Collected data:
_ _ _ _ _ _ _

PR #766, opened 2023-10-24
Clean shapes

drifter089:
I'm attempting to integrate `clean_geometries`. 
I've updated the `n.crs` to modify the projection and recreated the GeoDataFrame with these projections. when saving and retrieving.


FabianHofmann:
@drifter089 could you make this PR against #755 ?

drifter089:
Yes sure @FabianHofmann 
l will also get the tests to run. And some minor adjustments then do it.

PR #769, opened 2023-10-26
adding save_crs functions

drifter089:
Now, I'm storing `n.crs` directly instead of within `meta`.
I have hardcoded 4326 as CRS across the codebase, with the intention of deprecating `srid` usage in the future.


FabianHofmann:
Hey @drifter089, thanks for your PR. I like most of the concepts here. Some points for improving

_ _ _ _ _ _ _

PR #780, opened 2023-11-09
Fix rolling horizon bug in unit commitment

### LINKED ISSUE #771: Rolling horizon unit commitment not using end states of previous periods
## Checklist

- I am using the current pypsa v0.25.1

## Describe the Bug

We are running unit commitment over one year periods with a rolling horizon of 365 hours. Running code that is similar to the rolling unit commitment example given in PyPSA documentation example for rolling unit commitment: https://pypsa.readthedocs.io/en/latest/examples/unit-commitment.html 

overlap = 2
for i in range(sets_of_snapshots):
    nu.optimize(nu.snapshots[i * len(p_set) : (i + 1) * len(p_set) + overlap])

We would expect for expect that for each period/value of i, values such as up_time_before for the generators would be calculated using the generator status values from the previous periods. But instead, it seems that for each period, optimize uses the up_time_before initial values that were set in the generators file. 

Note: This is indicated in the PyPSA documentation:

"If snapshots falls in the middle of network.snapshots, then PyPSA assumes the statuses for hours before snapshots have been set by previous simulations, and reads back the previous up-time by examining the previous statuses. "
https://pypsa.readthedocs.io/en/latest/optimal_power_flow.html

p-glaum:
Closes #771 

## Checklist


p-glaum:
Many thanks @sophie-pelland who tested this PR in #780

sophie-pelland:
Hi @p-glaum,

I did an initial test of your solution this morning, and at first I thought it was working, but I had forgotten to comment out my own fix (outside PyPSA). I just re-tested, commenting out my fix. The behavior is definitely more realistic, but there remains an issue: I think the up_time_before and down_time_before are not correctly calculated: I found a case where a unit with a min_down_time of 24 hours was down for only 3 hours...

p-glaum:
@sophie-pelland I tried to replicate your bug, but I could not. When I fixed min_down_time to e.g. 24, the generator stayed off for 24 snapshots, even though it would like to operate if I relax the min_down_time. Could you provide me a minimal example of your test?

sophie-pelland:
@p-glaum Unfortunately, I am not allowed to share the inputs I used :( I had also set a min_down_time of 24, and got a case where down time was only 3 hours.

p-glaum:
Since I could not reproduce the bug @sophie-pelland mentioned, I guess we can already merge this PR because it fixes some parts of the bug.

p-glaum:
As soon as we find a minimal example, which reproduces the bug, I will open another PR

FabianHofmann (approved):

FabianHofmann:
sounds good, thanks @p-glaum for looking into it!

_ _ _ _ _ _ _

Give back exactly the lines above, from the line containing "PR #766, opened 2023-10-24" through the line containing "Hey @drifter089, thanks", with both end lines and nothing more.

> Answer
PR #766, opened 2023-10-24
Clean shapes

drifter089:
I'm attempting to integrate `clean_geometries`. 
I've updated the `n.crs` to modify the projection and recreated the GeoDataFrame with these projections. when saving and retrieving.


FabianHofmann:
@drifter089 could you make this PR against #755 ?

drifter089:
Yes sure @FabianHofmann 
l will also get the tests to run. And some minor adjustments then do it.

PR #769, opened 2023-10-26
adding save_crs functions

drifter089:
Now, I'm storing `n.crs` directly instead of within `meta`.
I have hardcoded 4326 as CRS across the codebase, with the intention of deprecating `srid` usage in the future.


FabianHofmann:
Hey @drifter089, thanks for your PR. I like most of the concepts here. Some points for improving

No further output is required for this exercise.